After around 1km the track curves to the right, picking up the line of a narrow, sandy neck of land that connects the headland of Elsness to Sanday proper. On your left is the wide sweeping bay of Stywick. After around 700m you’ll come to a small car park where vehicle access ends.
Follow the sign which directs you to the left, or seaward side, of a small cottage where you pass through the first of a number of kissing gates. Take care to leave any farm gates as you find them and follow any advice given in signage by the landowner.
From here the track, stony in places, follows the curve of the coastline for 1km to reach Quoyness Chambered Cairn. It has the most imposing entrance of any of Orkney’s many chambered cairns. It still requires a squeeze on hands and knees to make your way into the inner chamber, which is every bit as incredible as the exterior of the structure.

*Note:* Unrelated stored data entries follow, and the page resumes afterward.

PR #2230, opened 2015-08-08
[new] celery

ardumont:
Hello,

Checks done below.

```command
M-x el-get-check-recipe RET
/home/tony/repo/perso/el-get/recipes/celery.rcp: 0 error(s) found.
```

Also installed from recipe and ok.

```txt
el-get install celery
el-get: el-get-build celery: byte-compile ok.
el-get: updating autoloads for celery
Generating autoloads for celery/celery.el...done
```

Cheers,

### DIFF
--- a/recipes/celery.rcp
+++ b/recipes/celery.rcp
@@ -1,0 +1,5 @@
+(:name celery
+       :description "a minor mode to draw stats from celery and more?"
+       :type github
+       :pkgname "ardumont/emacs-celery"
+       :depends (dash s deferred))


recipes/celery.rcp
```diff
@@ -0,0 +1,5 @@
+(:name celery
+       :description "a minor mode to draw stats from celery and more?"
+       :type github
+       :pkgname "ardumont/emacs-celery"
+       :depends (dash-functional s deferred))
```
npostavs: el-get only has a `dash` package, not `dash-functional` (the dash package installs the whole repository including the `dash-functional` file). I'm a bit surprised it installed successfully.

ardumont: > el-get only has a dash package, not dash-functional (the dash package installs the whole repository including the dash-functional file). I'm a bit surprised it installed successfully.

Well, i don't know. I have the dependencies installed.

Maybe it's because it's an melpa el-get?



I'll modify accordingly then.

Thanks for the feedback.

npostavs: > Maybe it's because it's an melpa el-get?

Oh right, that's it. Forgot about that.

PR #2234, opened 2015-08-22
Add Perforce p4.el recipe

crzysdrs:
This adds p4.el from gareth-rees/p4.el which enables common Perforce commands in emacs.


dimitri:
Does it work if you remove the `:load` and `:autoload` properties of the recipe?

crzysdrs:
Removing the :autoloads works just fine but without the :load the added commands won't be available without additional elisp in the user's initialization file.

dimitri:
Thanks for testing and explanations!

PR #2635, opened 2018-07-24
Added go-dlv.el

nanjj:


recipes/go-dlv.rcp
```diff
@@ -0,0 +1,6 @@
+(:name go-dlv
+       :type github
+       :description "Debug Go programs interactively with the GUD."
+       :pkgname "benma/go-dlv.el"
+       :depends (go-mode)
+       :features go-dlv)
```
npostavs: It looks like the upstream code uses `;;;###autoload` cookies, so the `:features` shouldn't be needed.

nanjj: Fixed

PR #2639, opened 2018-08-22
adding rg recipe

cbbrowne:
And apparently some others that have collected...


recipes/rg.rcp
```diff
@@ -0,0 +1,4 @@
+(:name rg
+       :description "Emacs Search based on rip-grep"
+       :type git
+       :url "https://github.com/dajva/rg.el.git")
```
npostavs: Please use `:type github`.

recipes/devel-notes.rcp
```diff
@@ -0,0 +1 @@
+(:name devel-notes :type emacswiki)
```
npostavs: This can probably be left out, since emacswiki recipes can be generated with `el-get-emacswiki-build-local-recipes`

recipes/shadchen.rcp
```diff
@@ -0,0 +1,5 @@
+(:name shadchen
+       :description "Pattern matching library"
+       :type git
+       :url "https://github.com/VincentToups/shadchen-el.git"
+       :features shadchen)
```
npostavs: Isn't this library dead?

Six smaller chambers open off the main chamber and the remains of at least ten adults and five children were uncovered during excavations, alongside stone and bone tools.

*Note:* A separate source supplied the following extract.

PR #2644, opened 2018-09-21
Fix w32 elpa directory copy for Emacs 26.1

### LINKED ISSUE #2633: emacs 26 on windows doesn't install elpa packages successfully
The call to "copy-directory" on line 143 of methods/el-get-elpa.el needs to have " nil t" added to the end of it so that the whole parent directory tree is created when copying it.
Otherwise, the install fails deep inside make-directory with a no such file or directory error.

While the cairn is likely to have once stood as a grassy mound, much like Maeshowe, its current ‘stripped’ appearance is designed to give the visitor a better appreciation of the structure of a large chambered cairn. The sheer mass of the building is hugely impressive, as is the quality of the internal stonework.
This headland must once have been of great importance to our forebears. There are a number of Bronze Age mounds further out towards the point, while a little way beyond Quoyness lie the much-eroded remains of what’s thought to have been another Neolithic burial chamber.

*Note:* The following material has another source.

PR #2647, opened 2018-09-24
Update vimpulse-surround raw GH source URL

TheDahv:
It appears GitHub have updated the URL structure to find raw file contents since this was last looked at.

### DIFF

Return to the start of the walk by your outbound route, with the option to keep right and cut along the beautiful sands of Stywick for part of way (another advantage of not taking the car as close as possible!)
Visit the Scottish Outdoor Access Code website for more information and advice on how to enjoy the outdoors responsibly.
- Places of interest
The natural environment is very much the main attraction in Sanday. The island's beaches are irresistable, with another glorious stretch of sand around almost ever corner. Tackle our Whitemill Circular walking route, and visit the beaches at Backaskaill, Doun Helzie and Lopness too.
Sanday is full of wildlife habitats, with otters and seals present and plenty of birdlife, including lapwings, curlews and oystercatchers. The Sanday Heritage Centre and Croft House also offers a glimpse into generations of island life.
There are a whole range of talented makers on the island's Craft Trail, with open studios and exhibitions on offer.
You can even play a round of golf in Sanday, with a 2600 yard nine-hole course on offer. As you can imagine, experience of links play is an advantage!
- Food & drink
There are two excellent shops in Sanday. Sinclair General Stores offers everything from groceries to animal feed. The island's well-stocked Community Shop in Lady village also offers a Post Office service.
The island has three excellent eating out options. The Belsair Hotel offers lunches and evening meals, with the Kettletoft Hotel also offering light bites and evening meals. 59 Degrees North serves the most northerly wood-fired pizzas in the UK in its stylish setting too.
- Transport & services
Daily ferries keep the island connected with Kirkwall. View timetables on the Orkney Ferries website. Loganair operates inter-island flights from Kirkwall Airport daily too, visit the Loganair website for more information.
The on-demand Sanday Bus service can pick folk up from any public road in Sanday and bring them to the ferry terminal. Seats should be booked well in advance by contacting 07513 084 777 or posting a message on Facebook. Seats can be booked up to 6pm the day before travel, subject to availability.
There is also a taxi service available - contact Ayres Rock on 01857 600 410.
Petrol is available at Sinclair General Stores and at the Community Shop, where bicycles can be hired too.
Public toilets are available at Loth Pier and in Kettletoft.